As características qualitativas são apresentadas em frequências e porcentagens para fins descritivos, enquanto as características quantitativas foram resumidas usando média ou mediana e desvio padrão ou intervalo interquartil, conforme apropriado. As análises inferenciais exploraram associações entre o momento do diagnóstico, pneumonia antes da cirurgia, tipo de MBP, idade cirúrgica e desfechos cirúrgicos.

As comparações entre duas características qualitativas foram realizadas utilizando o teste qui-quadrado de Pearson ou o teste exato de Fisher para comparação de mais grupos. O teste de Mann-Whitney foi utilizado para variáveis quantitativas devido a violações da normalidade e homocedasticidade, conforme verificado pelos testes de Shapiro-Wilk e Levene. Winsorização foi aplicada para o tratamento de valores extremos. O banco de dados foi criado utilizando o Microsoft Excel 2016. As análises estatísticas foram realizadas utilizando R 3.2.5 e MINITAB 14. O nível de significância adotado foi de 5% (p<0,05).

O Comitê de Ética em Pesquisa institucional aprovou este estudo sob o número 49439121.8.0000.5149.

RESULTADOS

Entre janeiro de 2000 e dezembro de 2021, 96 crianças com suspeita de MBP, com idades entre 0 e 17 anos, foram submetidas ao tratamento cirúrgico no centro de referência em cirurgia pediátrica. Desses, 14 pacientes foram excluídos por dados incompletos, por perdas de prontuários mais antigos, e 16 foram excluídos por apresentarem afecções não relacionadas à MBP (por exemplo, bronquiectasia), resultando em 66 pacientes para análise.

As comparações das características demográficas e clínicas entre os grupos de diagnóstico pré-natal e pós-natal estão apresentadas na Tabela 1. Os pacientes diagnosticados no período pré-natal apresentaram uma probabilidade significativamente maior de terem nascido no centro de referência (84% vs 26%, p<0,01).

Tabela 1
Comparações dos dados demográficos e características clínicas dos pacientes com diagnóstico intrauterino versus diagnóstico pós-natal.

Com relação à localização das lesões congênitas, observou-se que seis pacientes apresentavam cistos em mais de um lobo pulmonar.
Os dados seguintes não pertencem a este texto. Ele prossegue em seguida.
PR #131, opened 2017-05-31
Fix issues for IE8 and below

tyom:
- Stop serving JS to older IEs
- Fix HTML5 tags for older IEs (shiv)

This change removes Webpack's CommonsChunkPlugin as it was interfering with IE shiv that we pre-bundle with Webpack. At this point the commons JS was very small and wasn't really very useful (we don't serve many vendor files). The way the bundles are build (one per file) also makes it harder to configure commons chunks. It's designed to work with bigger bundles which import other files from within rather than JS file per bundle as it's currently configured.

### DIFF
--- a/webpack.config.js
+++ b/webpack.config.js
@@ -16,7 +16,8 @@ module.exports = {
     search: './src/javascripts/search',
     'service-delivery': './src/javascripts/service-delivery',
     'archive-form': './src/javascripts/archive-form',
-    'add-another-field': './src/javascripts/add-another-field'
+    'add-another-field': './src/javascripts/add-another-field',
+    ie: ['html5shiv']
   },
   output: {
     path: 'build/javascripts',
--- a/webpack.config.js
+++ b/webpack.config.js
@@ -56,10 +56,8 @@ module.exports = {
       sourceMap: false,
       dead_code: true
     }),
-    new webpack.optimize.DedupePlugin(),
-    new webpack.optimize.CommonsChunkPlugin('common.js')
+    new webpack.optimize.DedupePlugin()
   ] : [
-    new webpack.optimize.DedupePlugin(),
-    new webpack.optimize.CommonsChunkPlugin('common.js')
+    new webpack.optimize.DedupePlugin()
   ]
 }
--- a/package.json
+++ b/package.json
@@ -28,6 +28,7 @@
     "express": "^4.14.0",
     "express-session": "^1.14.1",
     "font-awesome": "^4.6.3",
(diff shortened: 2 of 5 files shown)


webpack.config.js
```diff
@@ -55,10 +56,8 @@ module.exports = {
       sourceMap: false,
       dead_code: true
     }),
-    new webpack.optimize.DedupePlugin(),
-    new webpack.optimize.CommonsChunkPlugin('common.js')
+    new webpack.optimize.DedupePlugin()
```
ztolley: Not a bad thing, just curios why dropping the common plugin, is it just because the benefits are so little?

webpack.config.js
```diff
@@ -55,10 +56,8 @@ module.exports = {
...
   ] : [
-    new webpack.optimize.DedupePlugin(),
-    new webpack.optimize.CommonsChunkPlugin('common.js')
+    new webpack.optimize.DedupePlugin()
```
ztolley: Not in the scope of this card but should we be switching to a more recent version of webpack and use tree shaking?

webpack.config.js
```diff
@@ -16,7 +16,8 @@ module.exports = {
     search: './src/javascripts/search',
     'service-delivery': './src/javascripts/service-delivery',
     'archive-form': './src/javascripts/archive-form',
-    'add-another-field': './src/javascripts/add-another-field'
+    'add-another-field': './src/javascripts/add-another-field',
```
teneightfive: I do think we should actually enforce trailing comma rather than enforcing no trailing comma. It would avoid longer diffs like this.

webpack.config.js
tyom: I tried to explain it in PR description. Basically, yeah, we're not getting any benefits at this stage. And this change actually makes it harder to implement as we want to exclude IE bundle from commons.

webpack.config.js
tyom: Yeah, we should switch to Webpack 2 at some point.

webpack.config.js
ztolley: originally it was there because we put a whole ton of shivs in for ie but then I think I eventually pulled that out so yay to no common

webpack.config.js
ztolley: As much as I love Standard js... I'm inclined to agree it makes merges easier to have trailing

teneightfive: Not to mention when coding and using IDE shortcuts to duplicate a line. With this rule set you have to manually add/remove that comma when doing this.

PR #132, opened 2017-05-31
use double quotes in Sass

tyom:


src/sass/_deprecated/_flash.scss
```diff
@@ -2,7 +2,7 @@
   padding: 15px 20px;
 
   &.flash--info {
-    background-color: #E5EEF6;
-    border-left: 8px solid #005EA5;
+    background-color: #e5eef6;
```
ztolley: Would it be better to make this a variable?

tyom: It would be. But it's out of scope of this PR. I tried to pick low hanging fruit here. There is future work to fix style linting warnings (and make them into errors). But it's a much larger piece of work.

PR #135, opened 2017-05-31
Remove dead code (Company Investment)

tyom:
I can't find evidence that this code is being used so I'm removing the dead weight.


teneightfive:
This may well be needed as a reference when adding the _investment pipeline_.

tyom:
> This may well be needed as a reference when adding the investment pipeline.

Could we find it in history instead?

PR #137, opened 2017-05-31
Convert interaction and service delivery pages to use new layout

tyom:


src/views/interaction/interaction-edit.njk
```diff
@@ -13,6 +12,10 @@
 
   <h1 class="heading-xlarge">Add new interaction</h1>
   {{ trade.errorPanel( errors, labels=labels ) }}
+{% endblock %}
+
+{% block body_main_content %}
+  {{ formData | log | safe }}
```
ztolley: Stray logging statement?

tyom: Maybe. But it was already there (line 5).

tyom:
> As a follow up I was thinking to convert the key value tables in the details pages to use the component version that looks ready

We should do that as part of our Trade Elements move/conversion work.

Assim, dos 43 recém-nascidos com diagnóstico intrauterino, em 15 (35%) a doença acometia o lobo inferior direito; em 15 (35%), o lobo inferior esquerdo; em 9 (21%), o lobo superior esquerdo; em 4 (9%), o lobo médio; em 3 (7%), o mediastino; e em 1 (2%), o lobo superior direito. Por outro lado, das 23 crianças com diagnóstico pós-natal, em 7 (30%) a doença acometia o lobo superior direito; em 5 (22%), o lobo superior esquerdo; em 4 (17%), o lobo inferior direito; em 4 (17%) o mediastino; em 3 (13%), o lobo inferior esquerdo; e em 2 (8%), o lobo médio.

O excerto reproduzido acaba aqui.